Constitutional experts and political observers are divided as to what is likely to happen after the deadline.

“The constituent assembly that was elected to write the new constitution - and also serves as the interim parliament - would lose validity,” Shambhu Thapa, former chief of Nepal Bar Association, told ISN Security Watch. “If there is no new constitution, the interim constitution becomes null and void, parliament gets dissolved, the government ends and there is utter chaos.”

But the government can extend its term by six months if there is a civil war or financial crisis or any other national emergency.

“My feeling is that the government will announce a period of emergency and extend its term by six months,” said Thapa. “However, we recommend there should be fresh elections to choose a new constituent assembly.”

Should that happen, the Maoists would lose the most.

“In the past, the Maoists were a banned guerrilla outfit,” Mahato said. “They gained acceptance and respectability after the 2008 election that saw them emerge as the largest party in parliament. If parliament is dissolved, they lose that status.

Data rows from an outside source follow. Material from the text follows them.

PR #537, opened 2019-09-19
fix (rpm install) return stdout instead of zero value

zlav:
RPM commands often return `exit code 1` to signal an error even though nothing is output on `stderr` and the expected output is returned on `stdout`. Due to this, we must log that an error occurred but attempt to proceed with the information that we do have.

### DIFF
--- a/buildtools/rpm/rpm_test.go
+++ b/buildtools/rpm/rpm_test.go
@@ -1,11 +1,11 @@
 package rpm_test
 
 import (
-	"fmt"
 	"io/ioutil"
 	"testing"
 
 	"github.com/fossas/fossa-cli/buildtools/rpm"
+	"github.com/fossas/fossa-cli/errors"
 	"github.com/fossas/fossa-cli/testing/helpers"
 	"github.com/stretchr/testify/assert"
 )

Since they are not in the government, they will have no standing left at all. The only option for everyone is to reach an agreement and amend the constitution.”

A provision in the interim constitution says the constitutional deadline could be extended by six months if two-thirds of the 601-member parliament agrees. However, the ruling parties cannot attain this goal unless the Maoists also agree.

The question is, will they? In an increasingly catch-22 situation, Prachanda has ruled out calling off the strike unless the prime minister resigns first. “We will continue the strike till that happens,” he told ISN Security Watch. “This time, we have the power to do so.”

But it could be an empty threat. There are reports of protesters abandoning the strike after outbreaks of diarrhoea, dysentery and other illnesses due to lack of adequate food and drinking water. Anti-strike protests by farmers and daily wage earners have also started. And there is growing pressure from civil society and the international community to call off the strike. 
    
“It is increasingly clear that the current situation cannot hold,” Richard Bennett, chief of the UN rights agency in Nepal, the Office of the High Commissioner for Human Rights, said in a statement to the media.

“Nepal’s political leadership on all sides needs to come together to find a peaceful solution to the current stalemate, and avoid an extended strike that will have a negative impact on the ability of all citizens to exercise their rights.”